Ist das Service public? Volksmusik-Moderator Stefan Mross in der ARD-Sendung «Immer wieder sonntags». (Bild: pd)

Im Fernsehen läuft nur Schrott, und dennoch schauen alle hin – so kurz und salopp lässt sich die aktuelle Lage am TV-Bildschirm zusammenfassen. Kaum eine Runde unter Freunden, in der nicht über diese oder jene Fernsehsendung gelästert wird. Jeder Schweizer scheint zu wissen, was Service public ist (und vor allem: was nicht), das ist spätestens seit der Abstimmung über das neue Radio- und Fernsehgesetz im vergangenen Juni klar.

Gestanzte Talkshow-Sätze

Auch Berthold Seliger weiss, was Service public nicht ist. Jedenfalls sicher nicht «Immer wieder sonntags», eine Volksmusiksendung der ARD mit dem dauerlächelnden Moderator Stefan Mross. Sicher nicht die Übertragung eines «Traumpiraten»-Konzerts der Schlagersängerin Andrea Berg. Und sicher nicht die gestanzten Talkshow-Sätze eines Markus Lanz.
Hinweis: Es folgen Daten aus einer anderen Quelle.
PR #2892, opened 2021-04-14
Rework how we do paging and including data from other tables

filiphr:
When checking data from other tables e.g. Variable values, process definition etc.
we should always do it in a sub select instead of doing it in a join.
This makes sure that we can correctly sort and order without using distinct.

In case we need to include data from other tables, we would do the querying and ordering in a sub select
and then join on the other tables.

Doing this makes the different query limits and querying in memory obsolete


gro-mar:
Hi Filip.
This change is really interesting.
Is there any performance impact?
Do we have any benchmarks?

Regards
Martin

All dies und mehr präsentiert der Berliner in kurzen Einspielungen am Dienstag in der «Erfreulichen Universität» im Palace. «Da müssen Sie jetzt durch», sagt Seliger und schiesst zwei Stunden lang scharf gegen den öffentlich-rechtlichen Rundfunk. Er zielt auf ARD und ZDF und möchte dieses «gebührenfinanzierte Staatsfernsehen» am liebsten abschaffen. Warum, das begründet er auch in seinem neuen Buch «I Have A Stream». Er schreibt darin zwar von Deutschland, das Schweizer Fernsehen ist aber mitgemeint: «Es gibt grosse Ähnlichkeiten.»

«Verblödungsmaschine»

Seliger geht es nicht um einzelne schlechte Beispiele. Das seichte TV-Programm ist für ihn vielmehr Symptom eines systemischen Problems. Die öffentlich-rechtlichen Sender missachten seiner Meinung nach ihren gesetzlich verankerten Auftrag von Bildung, Kultur und Information, sie orientieren sich zu stark an der Quote, sind von politischen Parteien unterwandert und lassen jegliche Transparenz vermissen. Seliger wählt markige Worte. ARD und ZDF seien eine «öffentlich-rechtliche Verblödungsmaschine», er vergleicht sie mit der Mafia («Es herrscht ein Omertà-haftes Schweigen») und gar mehrfach mit der Situation im Dritten Reich («Schon Goebbels erkannte das Propagandapotenzial eines <Volksfernsehens>»).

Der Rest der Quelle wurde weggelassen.